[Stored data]
• • •
PR #240, opened 2018-10-08
Use epoch micros for intake v2

felixbarny:
see elastic/apm-server#1413


felixbarny:
After we only support v2, we should improve the JSON schema tests.

felixbarny:
That was initially the plan, which is why I introduced two distinct configuration options but v2 only supports DT. So in practice both flags would be either true or false at the same time.

eyalkoren:
After we move to using V2, wouldn't DT still remain configurable? When the DT flag is `false` we are using V1.

felixbarny:
After we move to using V2, wouldn't DT still remain configurable? No, because the APM Server only supports the DT for mat for intake v2..

PR #242, opened 2018-10-09
Make it possible to start spans after parent has ended

felixbarny:


apm-agent-core/src/main/java/co/elastic/apm/impl/transaction/Span.java
```diff
@@ -153,6 +164,16 @@ public void resetState() {
         traceContext.resetState();
     }
 
+    /**
+     * Returns the {@link Transaction} which this span belongs to.
+     * <p>
+     * Can can return {@code null} in case the span has been started via
```
eyalkoren: Typo: one too many "can" at the beginning of sentence

PR #244, opened 2018-10-16
Store active transaction in its own ThreadLocal

felixbarny:
Deprecate Span#getTransaction (see javadoc)
This change reduces the usage of Span#getTransaction


eyalkoren:
May I suggest a single ThreadLocal Stack of `AbstractSpan`s where the bottom (index 0) is the transaction and the top is the current active span? This way you can always know the full state of ALL open spans.

felixbarny:
That is currently not something we have a use case for but if we have one at a later point, we can always add that behavior. The advantage of this PR is that we don't have to traverse the stack in order to get the transaction. So even if we keep the span stack, we might still want to have a dedicated thread local for the transaction.

eyalkoren:
No need to traverse the stack - just get the one in index 0...
The current use case is having a single ThreadLocal to represent the entire state instead of two that represent a partial state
• • •
= The problem =
Without changing a word, write out each entry again.

= Task result =
PR #240, opened 2018-10-08
Use epoch micros for intake v2

felixbarny:
see elastic/apm-server#1413


felixbarny:
After we only support v2, we should improve the JSON schema tests.

felixbarny:
That was initially the plan, which is why I introduced two distinct configuration options but v2 only supports DT. So in practice both flags would be either true or false at the same time.

eyalkoren:
After we move to using V2, wouldn't DT still remain configurable? When the DT flag is `false` we are using V1.

felixbarny:
After we move to using V2, wouldn't DT still remain configurable? No, because the APM Server only supports the DT for mat for intake v2..

PR #242, opened 2018-10-09
Make it possible to start spans after parent has ended

felixbarny:


apm-agent-core/src/main/java/co/elastic/apm/impl/transaction/Span.java
```diff
@@ -153,6 +164,16 @@ public void resetState() {
         traceContext.resetState();
     }
 
+    /**
+     * Returns the {@link Transaction} which this span belongs to.
+     * <p>
+     * Can can return {@code null} in case the span has been started via
```
eyalkoren: Typo: one too many "can" at the beginning of sentence

PR #244, opened 2018-10-16
Store active transaction in its own ThreadLocal

felixbarny:
Deprecate Span#getTransaction (see javadoc)
This change reduces the usage of Span#getTransaction


eyalkoren:
May I suggest a single ThreadLocal Stack of `AbstractSpan`s where the bottom (index 0) is the transaction and the top is the current active span? This way you can always know the full state of ALL open spans.

felixbarny:
That is currently not something we have a use case for but if we have one at a later point, we can always add that behavior. The advantage of this PR is that we don't have to traverse the stack in order to get the transaction. So even if we keep the span stack, we might still want to have a dedicated thread local for the transaction.

eyalkoren:
No need to traverse the stack - just get the one in index 0...
The current use case is having a single ThreadLocal to represent the entire state instead of two that represent a partial state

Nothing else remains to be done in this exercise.